Которая уже зима начинается с этих слов?
Год назад я была в начале ноября в Амстердаме, но не решилась там задержаться, а ведь концерт Екатерины Гопенко и «Немного Нервно» был там. До сих пор иной раз думаю, могла ли бы эта музыка починить меня.
Мне надо что-то решать.
Невыносимая травля на работе имела паузу на неделю, когда директор и завуч вместе час на очной ставке меня и Ирины Палны говорили ей, что она должна начать со мной общаться и перестать меня буллить. В конце они сказали ей, что от этого будет зависеть размер её новогодней премии. Мне было жалко её, а ещё я думала, что всё теперь будет иначе. Её хватило на неделю.
Я разрешаю себе уйти с этой работы. Может быть, даже не ждать конца учебного года. А может, поспорить с собой и выдержать.
Я разрешаю себе не инвестировать в расселение очередной сложной коммунальной квартиры. Сегодня был токсичнейший разговор с риэлторкой, которая очень гордится доверенностью на продажу самой большой доли в квартире, и я понимаю, что либо я добуду контакты Софьи, либо я откажусь от этой идеи. Продам всё своё и уйду оттуда. Уеду совсем. Куплю Веронике квартиру на вырост и уйду.
Я разрешаю себе горевать по Хенрику. Я горюю по нему страшно, потому что стала любить его и потому что хотела с ним быть. Без перспектив. Просто хотела. В октябре умерла Рахиль и мне не дали визу, и с того дня, как он узнал, что я не могу приехать, он не написал мне ни слова. Это похоже на стекло, которое разбили внутри меня, и при каждом вдохе оно мешает. В среду на группе поддержки я рвала ручкой бумагу и полыхала внутри этим «ты оставил меня, ты меня оставил», хотя за секунду до того думала, что вообще не могу злиться. Мне больно. Он ранил меня. Он ранил меня. Он меня ранил.
На сорок дней с того дня, как не дали визу, доллар скакнул с тех 83 рублей в августе до 117 рублей, и вечером пятницы я рыдала на улице. Хочется иной раз обладать силищей Фрэнка из драйзеровского «Финансиста», но я не он и никогда не буду такой.
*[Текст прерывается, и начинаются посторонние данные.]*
PR #2459, opened 2021-09-01
add set space quota permission

C0rby:
In preparation for the upcoming spaces features a `SetSpaceQuota` permission was added.

I'm not entirely sure about the permission to role assignment. Especially about the ResourceType:
```
BundleId: BundleUUIDRoleAdmin,
  Setting: &settings.Setting{
	Id:          SetSpaceQuotaPermissionID,
	Name:        SetSpaceQuotaPermissionName,
	DisplayName: "Set Space Quota",
	Description: "This permission allows to manage space quotas.",
	Resource: &settings.Resource{
		Type: settings.Resource_TYPE_SYSTEM,
	},
	Value: &settings.Setting_PermissionValue{
		PermissionValue: &settings.Permission{
			Operation:  settings.Permission_OPERATION_READWRITE,
			Constraint: settings.Permission_CONSTRAINT_ALL,
		},
	},
  },
```

### DIFF
--- a/changelog/unreleased/set-quota-permission.md
+++ b/changelog/unreleased/set-quota-permission.md
@@ -1,0 +1,5 @@
+Enhancement: add set space quota permission
+
+In preparation for the upcoming spaces features a `SetSpaceQuota` permission was added.
+
+https://github.com/owncloud/ocis/pull/2459
--- a/settings/pkg/service/v0/settings.go
+++ b/settings/pkg/service/v0/settings.go
@@ -24,6 +24,11 @@ const (
 	// SettingsManagementPermissionName is the hardcoded setting name for the settings management permission
 	SettingsManagementPermissionName string = "settings-management"
 
+	// SetSpaceQuotaPermissionID is the hardcoded setting UUID for the set space quota permission
+	SetSpaceQuotaPermissionID string = "4e6f9709-f9e7-44f1-95d4-b762d27b7896"
+	// SetSpaceQuotaPermissionName is the hardcoded setting name for the set space quota permission
+	SetSpaceQuotaPermissionName string = "set-space-quota"
+
 	settingUUIDProfileLanguage = "aa8cfbe5-95d4-4f7e-a032-c3c01f5f062f"
 
 	// AccountManagementPermissionID is the hardcoded setting UUID for the account management permission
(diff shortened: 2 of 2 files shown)


refs:
I just saw there is no documentation regarding the current roles and permissions service, and this is an error. There should always be documentation regarding core concepts such as this one. Let me try to shed some light as best as I can.

Let's have a look at a production example:

```go
		{
			BundleId: BundleUUIDRoleAdmin,
			Setting: &settings.Setting{
				Id:          "7d81f103-0488-4853-bce5-98dcce36d649",
				Name:        "language-readwrite",
				DisplayName: "Permission to read and set the language (anyone)",
				Resource: &settings.Resource{
					Type: settings.Resource_TYPE_SETTING,
					Id:   settingUUIDProfileLanguage,
				},
				Value: &settings.Setting_PermissionValue{
					PermissionValue: &settings.Permission{
						Operation:  settings.Permission_OPERATION_READWRITE,
						Constraint: settings.Permission_CONSTRAINT_ALL,
					},
				},
			},
		},
```

This is a [permission being created](https://github.com/owncloud/ocis/blob/aeafa46c88cbf78f47e4a3201158b8158f6233cd/settings/pkg/service/v0/settings.go#L188) and can be read as:

[role admin] --- on resource type --> [user] --- can -- [`RW`] (let's omit `CONSTRAINT_ALL`)

In short, an admin can edit the language setting of any user. So we are granting any user with the admin role a power to edit the settings on any user, and that setting is a `Resource_TYPE_SETTING` that it is [defined here](https://github.com/owncloud/ocis/blob/aeafa46c88cbf78f47e4a3201158b8158f6233cd/settings/pkg/service/v0/settings.go#L163)

If I read yours doing the same analysis:

```go
		{
			BundleId: BundleUUIDRoleAdmin,
			Setting: &settings.Setting{
				Id:          SetSpaceQuotaPermissionID,
				Name:        SetSpaceQuotaPermissionName,
				DisplayName: "Set Space Quota",
				Description: "This permission allows to manage space quotas.",
				Resource: &settings.Resource{
					Type: settings.Resource_TYPE_SYSTEM,
				},
				Value: &settings.Setting_PermissionValue{
					PermissionValue: &settings.Permission{
						Operation:  settings.Permission_OPERATION_READWRITE,
						Constraint: settings.Permission_CONSTRAINT_ALL,
					},
				},
			},
		},
```

The first thing that comes to mind is that the permission is being applied on no resource (because there is no `Id`) so we could interpret that as a "system wide permission for the Admin role" (we just have to enforce it). So it seems from a design point of view correct to me, the good part comes with enforcing it; this could be "simple™️" because as it is a system wide we just need to check that the current user role allows for it.

And I think you can drop the line `Constraint: settings.Permission_CONSTRAINT_ALL,` because as far as my grep prowess go it is not used anywhere.

C0rby:
> And I think you can drop the line Constraint: settings.Permission_CONSTRAINT_ALL, because as far as my grep prowess go it is not used anywhere.

Ok but then I also can just leave it in. :D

В том, в чем нужно быть такой, если хочешь справляться с совсем большими деньгами. Все деньги сейчас уходят на залатывание дыр в Вероникином образовании, и мне хочется выть от этих 1500 трижды в неделю на ее репетиторку. Выть, натурально выть.
Наверно, что бы я себе ни разрешала, я никогда не смогу простить себя, если только не увижу, что жизнь Вероники складывается счастливо, да и то в том случае буду думать, каких возможностей её лишили мои решения, связанные со страхом, отбитым в детстве мозгом, сиротством и беспомощностью. Я потеряла полтора миллиона денег на этом скачке валют и на последней сделке, и я никогда не забуду об этом, потому что это уже четвертый раз, когда я могла купить дочери квартиру, и не сделала этого.
Только бы остаться живой.
Вероника все время говорит о Париже, я не знаю, что там и как там, но почему-то мне кажется таким нужным показать ей этот Париж. Так глупо.
Декабрь, декабрь, верни мою стрелку компаса.